Instructions for the task: A verbatim reproduction of all the entries is needed.

Data provided:
++++++++

PR #2034, opened 2017-12-14
utils: use lxc_raw_clone() in run_command()

brauner:
run_command() is called in contexts where threads explicitly hold a lock while
fork()ing. Currently, this just affects the legacy cgmanager cgroup driver.
Here's what's happening when we use fork():

1. cgm_chown() calls cgm_dbus_connect()
2. cgm_dbus_connect() calls cgm_lock():
   Now the thread holds an explicit lock on the mutex
3. cgm_chown() calls chown_cgroup()
4. chown_cgroup() calls userns_exec_1()
5. userns_exec_1() forks with an explicit lock on the mutex being held
6. pthread_atfork() handlers get run including the prepare() handler:

        #ifdef HAVE_PTHREAD_ATFORK __attribute__((constructor))
        static void process_lock_setup_atfork(void)
        {
                pthread_atfork(cgm_lock, cgm_unlock, cgm_unlock);
        }
        #endif

   thus trying to acquire the mutex that is being explicitly held in the
   parent. If we were using recursive locks then the parent would now
   hold two locks but since I don't see us using them I guess we're
   simply getting undefined behavior.

There are multiple ways to solve this problem. They are all not very nice. One
solution is to use interposition wrapper for pthread_atfork() but that is
rather tricky since we need to have wrappers for the pthread_atfork() callbacks
and need to identify our caller so that we can make a decision whether we
should execute the callback or not. If this were a generic problem I'd say we
go for this solution but as this only affects the legacy cgmanager driver we
don't really care and I'd much rather enforce that any future code does not
take an explicit lock during a fork(). That sounds like a bad idea in the first
place. So simply switch from using fork() to clone() which does not run
pthread_atfork() handlers. If push comes to shove we might just go for doing
the clone() syscall directly via syscall(SYS_clone, ...).

### DIFF
--- a/src/lxc/utils.c
+++ b/src/lxc/utils.c
@@ -2230,7 +2230,7 @@ int run_command(char *buf, size_t buf_size, int (*child_fn)(void *), void *args)
 		return -1;
 	}
 
-	child = fork();
+	child = lxc_raw_clone(0);
 	if (child < 0) {
 		close(pipefd[0]);
 		close(pipefd[1]);
--- a/src/lxc/namespace.c
+++ b/src/lxc/namespace.c
@@ -24,10 +24,12 @@
 #include <alloca.h>
 #include <errno.h>
 #include <fcntl.h>
+#include <sched.h>
 #include <signal.h>
 #include <unistd.h>
 #include <sys/param.h>
 #include <sys/stat.h>
+#include <sys/syscall.h>
 #include <sys/types.h>
 
 #include "log.h"
@@ -59,8 +61,7 @@ pid_t lxc_clone(int (*fn)(void *), void *arg, int flags)
 	pid_t ret;
 
 #ifdef __ia64__
-	ret = __clone2(do_clone, stack,
-		       stack_size, flags | SIGCHLD, &clone_arg);
+	ret = __clone2(do_clone, stack, stack_size, flags | SIGCHLD, &clone_arg);
 #else
 	ret = clone(do_clone, stack  + stack_size, flags | SIGCHLD, &clone_arg);
 #endif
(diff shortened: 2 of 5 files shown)


src/lxc/utils.c
```diff
@@ -2215,11 +2215,42 @@ int lxc_unstack_mountpoint(const char *path, bool lazy)
...
+	/* Close the read-end of the pipe. */
+	close(args->pipefd[0]);
+
+	/* Redirect std{err,out} to write-end of the pipe. */
+	ret = dup2(args->pipefd[1], STDOUT_FILENO);
+	if (ret >= 0)
+		ret = dup2(args->pipefd[1], STDERR_FILENO);
+
+	/* Close the write-end of the pipe. */
+	close(args->pipefd[1]);
```
hallyn: ..  unlikely, but if pipefd[1] were 1 or 2, you would end up closing it here.

brauner:
I actually want to change this patch and use `syscall(__NR_syscall)` directly to ensure that no `pthread_atfork()` handlers are run. I'm also thinking about declaring this function with an attribute like `no_pthread_atfork` or something such that future users/developers/reviewers know right away that the context such functions are called in matters.

brauner:
@hallyn, ready for another review.

brauner:
jenkins: test this please

brauner:
jenkins: test this please

brauner:
@hallyn, the failure on one builder is a valid failure but completely unrelated to this patch. Basically, between informing all clients that the container is now `STOPPED` and closing the command socket we have a very subtle race if the init process is short lived. We can report `STOPPED` to the caller which may call `c->start()` again and get `ECONNREFUSED` because it tried to connect to the command socket before we closed it. I'll just lock the command socket I think.

brauner:
https://github.com/lxc/lxc/pull/2039 should fix the race I mentioned before.

PR #2035, opened 2017-12-14
criu: add feature check capability

adrianreber:
For migration optimization features like pre-copy or post-copy migration the support cannot be determined by simply looking at the CRIU version. Features like that depend on the architecture/kernel/criu combination and CRIU offers a feature checking interface to query if it is supported.

This adds a LXC interface to query CRIU for those feature via the migrate() API call. For the recent pre-copy migration support in LXD this can be used to automatically detect if pre-copy migration should be used.

In addition to the existing migrate() API commands this adds a new command: MIGRATE_FEATURE_CHECK'.

The migrate_opts{} structure is extended by the member features_to_check which is a bitmask defining which CRIU features should be queried.

Currently only the querying of the features FEATURE_MEM_TRACK and FEATURE_LAZY_PAGES is supported.

### DIFF
--- a/src/lxc/criu.c
+++ b/src/lxc/criu.c
@@ -653,6 +653,104 @@ err:
 }
 
 /*
+ * Function to check if the checks activated in 'features_to_check' are
+ * available with the current architecture/kernel/criu combination.
+ *
+ * Parameter features_to_check is a bit mask of all features that should be
+ * checked (see feature check defines in lxc/lxccontainer.h).
+ *
+ * If the return value is true, all requested features are supported. If
+ * the return value is false the features_to_check parameter is updated
+ * to reflect which features are available. '0' means no feature but
+ * also that something went totally wrong.
+ *
+ * Some of the code flow of criu_version_ok() is duplicated and maybe it
+ * is a good candidate for refactoring.
+ */
+bool __criu_check_feature(uint64_t *features_to_check)
+{
+	pid_t pid;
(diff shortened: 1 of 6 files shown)


brauner:
jenkins: test this please

src/lxc/criu.c
```diff
@@ -652,6 +652,106 @@ static void exec_criu(struct criu_opts *opts)
...
+				exit(1);
+
+			null_stdfds();
+
+			execvp("criu", args);
+			SYSERROR("Failed to exec \"criu\"");
+			exit(1);
+		}
+
+		ret = lxc_wait_for_pid_status(pid);
```
brauner: I think you should use `wait_for_pid(pid)` which will return `0` on success and `-1` on error. The function you're calling right now returns the status that `waitpid(pid, &status, ...)` stores in `status` and this needs to be inspected with appropriate macros.

brauner:
@tych0, do you have an opinion on this? :)

tych0:
Looks reasonable to me. Another option would be to just try to migrate using the feature, and then fail if it doesn't work ("ask for forgiveness not permission"), but if it seems better to do this, that's fine.

stgraber:
Looks reasonable to me.

adrianreber:
Force pushed with ```wait_for_pid(pid)```.

brauner:
jenkins: test this please

PR #2036, opened 2017-12-14
commands: fix race when open()/close() cmd socket

brauner:
When we report STOPPED to a caller and then close the command socket it is
technically possible - and I've seen this happen on the test builders - that a
container start() right after a wait() will receive ECONNREFUSED because it
called open() before we close(). So let's lock setting the STOPPED state.


brauner:
Damn, we're not going to be in the same thread... That's annoying.

PR #218, opened 2022-10-05
Fix incorrect release comparison links

jacksonj04:
The links in the CHANGELOG to compare two versions were to invalid destinations. They now compare releases correctly.


mec (approved):
Thanks for sorting this - been on my list to look at!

++++++++

Result of the task:
PR #2034, opened 2017-12-14
utils: use lxc_raw_clone() in run_command()

brauner:
run_command() is called in contexts where threads explicitly hold a lock while
fork()ing. Currently, this just affects the legacy cgmanager cgroup driver.
Here's what's happening when we use fork():

1. cgm_chown() calls cgm_dbus_connect()
2. cgm_dbus_connect() calls cgm_lock():
   Now the thread holds an explicit lock on the mutex
3. cgm_chown() calls chown_cgroup()
4. chown_cgroup() calls userns_exec_1()
5. userns_exec_1() forks with an explicit lock on the mutex being held
6. pthread_atfork() handlers get run including the prepare() handler:

        #ifdef HAVE_PTHREAD_ATFORK __attribute__((constructor))
        static void process_lock_setup_atfork(void)
        {
                pthread_atfork(cgm_lock, cgm_unlock, cgm_unlock);
        }
        #endif

   thus trying to acquire the mutex that is being explicitly held in the
   parent. If we were using recursive locks then the parent would now
   hold two locks but since I don't see us using them I guess we're
   simply getting undefined behavior.

There are multiple ways to solve this problem. They are all not very nice. One
solution is to use interposition wrapper for pthread_atfork() but that is
rather tricky since we need to have wrappers for the pthread_atfork() callbacks
and need to identify our caller so that we can make a decision whether we
should execute the callback or not. If this were a generic problem I'd say we
go for this solution but as this only affects the legacy cgmanager driver we
don't really care and I'd much rather enforce that any future code does not
take an explicit lock during a fork(). That sounds like a bad idea in the first
place. So simply switch from using fork() to clone() which does not run
pthread_atfork() handlers. If push comes to shove we might just go for doing
the clone() syscall directly via syscall(SYS_clone, ...).

### DIFF
--- a/src/lxc/utils.c
+++ b/src/lxc/utils.c
@@ -2230,7 +2230,7 @@ int run_command(char *buf, size_t buf_size, int (*child_fn)(void *), void *args)
 		return -1;
 	}
 
-	child = fork();
+	child = lxc_raw_clone(0);
 	if (child < 0) {
 		close(pipefd[0]);
 		close(pipefd[1]);
--- a/src/lxc/namespace.c
+++ b/src/lxc/namespace.c
@@ -24,10 +24,12 @@
 #include <alloca.h>
 #include <errno.h>
 #include <fcntl.h>
+#include <sched.h>
 #include <signal.h>
 #include <unistd.h>
 #include <sys/param.h>
 #include <sys/stat.h>
+#include <sys/syscall.h>
 #include <sys/types.h>
 
 #include "log.h"
@@ -59,8 +61,7 @@ pid_t lxc_clone(int (*fn)(void *), void *arg, int flags)
 	pid_t ret;
 
 #ifdef __ia64__
-	ret = __clone2(do_clone, stack,
-		       stack_size, flags | SIGCHLD, &clone_arg);
+	ret = __clone2(do_clone, stack, stack_size, flags | SIGCHLD, &clone_arg);
 #else
 	ret = clone(do_clone, stack  + stack_size, flags | SIGCHLD, &clone_arg);
 #endif
(diff shortened: 2 of 5 files shown)


src/lxc/utils.c
```diff
@@ -2215,11 +2215,42 @@ int lxc_unstack_mountpoint(const char *path, bool lazy)
...
+	/* Close the read-end of the pipe. */
+	close(args->pipefd[0]);
+
+	/* Redirect std{err,out} to write-end of the pipe. */
+	ret = dup2(args->pipefd[1], STDOUT_FILENO);
+	if (ret >= 0)
+		ret = dup2(args->pipefd[1], STDERR_FILENO);
+
+	/* Close the write-end of the pipe. */
+	close(args->pipefd[1]);
```
hallyn: ..  unlikely, but if pipefd[1] were 1 or 2, you would end up closing it here.

brauner:
I actually want to change this patch and use `syscall(__NR_syscall)` directly to ensure that no `pthread_atfork()` handlers are run. I'm also thinking about declaring this function with an attribute like `no_pthread_atfork` or something such that future users/developers/reviewers know right away that the context such functions are called in matters.

brauner:
@hallyn, ready for another review.

brauner:
jenkins: test this please

brauner:
jenkins: test this please

brauner:
@hallyn, the failure on one builder is a valid failure but completely unrelated to this patch. Basically, between informing all clients that the container is now `STOPPED` and closing the command socket we have a very subtle race if the init process is short lived. We can report `STOPPED` to the caller which may call `c->start()` again and get `ECONNREFUSED` because it tried to connect to the command socket before we closed it. I'll just lock the command socket I think.

brauner:
https://github.com/lxc/lxc/pull/2039 should fix the race I mentioned before.

PR #2035, opened 2017-12-14
criu: add feature check capability

adrianreber:
For migration optimization features like pre-copy or post-copy migration the support cannot be determined by simply looking at the CRIU version. Features like that depend on the architecture/kernel/criu combination and CRIU offers a feature checking interface to query if it is supported.

This adds a LXC interface to query CRIU for those feature via the migrate() API call. For the recent pre-copy migration support in LXD this can be used to automatically detect if pre-copy migration should be used.

In addition to the existing migrate() API commands this adds a new command: MIGRATE_FEATURE_CHECK'.

The migrate_opts{} structure is extended by the member features_to_check which is a bitmask defining which CRIU features should be queried.

Currently only the querying of the features FEATURE_MEM_TRACK and FEATURE_LAZY_PAGES is supported.

### DIFF
--- a/src/lxc/criu.c
+++ b/src/lxc/criu.c
@@ -653,6 +653,104 @@ err:
 }
 
 /*
+ * Function to check if the checks activated in 'features_to_check' are
+ * available with the current architecture/kernel/criu combination.
+ *
+ * Parameter features_to_check is a bit mask of all features that should be
+ * checked (see feature check defines in lxc/lxccontainer.h).
+ *
+ * If the return value is true, all requested features are supported. If
+ * the return value is false the features_to_check parameter is updated
+ * to reflect which features are available. '0' means no feature but
+ * also that something went totally wrong.
+ *
+ * Some of the code flow of criu_version_ok() is duplicated and maybe it
+ * is a good candidate for refactoring.
+ */
+bool __criu_check_feature(uint64_t *features_to_check)
+{
+	pid_t pid;
(diff shortened: 1 of 6 files shown)


brauner:
jenkins: test this please

src/lxc/criu.c
```diff
@@ -652,6 +652,106 @@ static void exec_criu(struct criu_opts *opts)
...
+				exit(1);
+
+			null_stdfds();
+
+			execvp("criu", args);
+			SYSERROR("Failed to exec \"criu\"");
+			exit(1);
+		}
+
+		ret = lxc_wait_for_pid_status(pid);
```
brauner: I think you should use `wait_for_pid(pid)` which will return `0` on success and `-1` on error. The function you're calling right now returns the status that `waitpid(pid, &status, ...)` stores in `status` and this needs to be inspected with appropriate macros.

brauner:
@tych0, do you have an opinion on this? :)

tych0:
Looks reasonable to me. Another option would be to just try to migrate using the feature, and then fail if it doesn't work ("ask for forgiveness not permission"), but if it seems better to do this, that's fine.

stgraber:
Looks reasonable to me.

adrianreber:
Force pushed with ```wait_for_pid(pid)```.

brauner:
jenkins: test this please

PR #2036, opened 2017-12-14
commands: fix race when open()/close() cmd socket

brauner:
When we report STOPPED to a caller and then close the command socket it is
technically possible - and I've seen this happen on the test builders - that a
container start() right after a wait() will receive ECONNREFUSED because it
called open() before we close(). So let's lock setting the STOPPED state.


brauner:
Damn, we're not going to be in the same thread... That's annoying.

PR #218, opened 2022-10-05
Fix incorrect release comparison links

jacksonj04:
The links in the CHANGELOG to compare two versions were to invalid destinations. They now compare releases correctly.


mec (approved):
Thanks for sorting this - been on my list to look at!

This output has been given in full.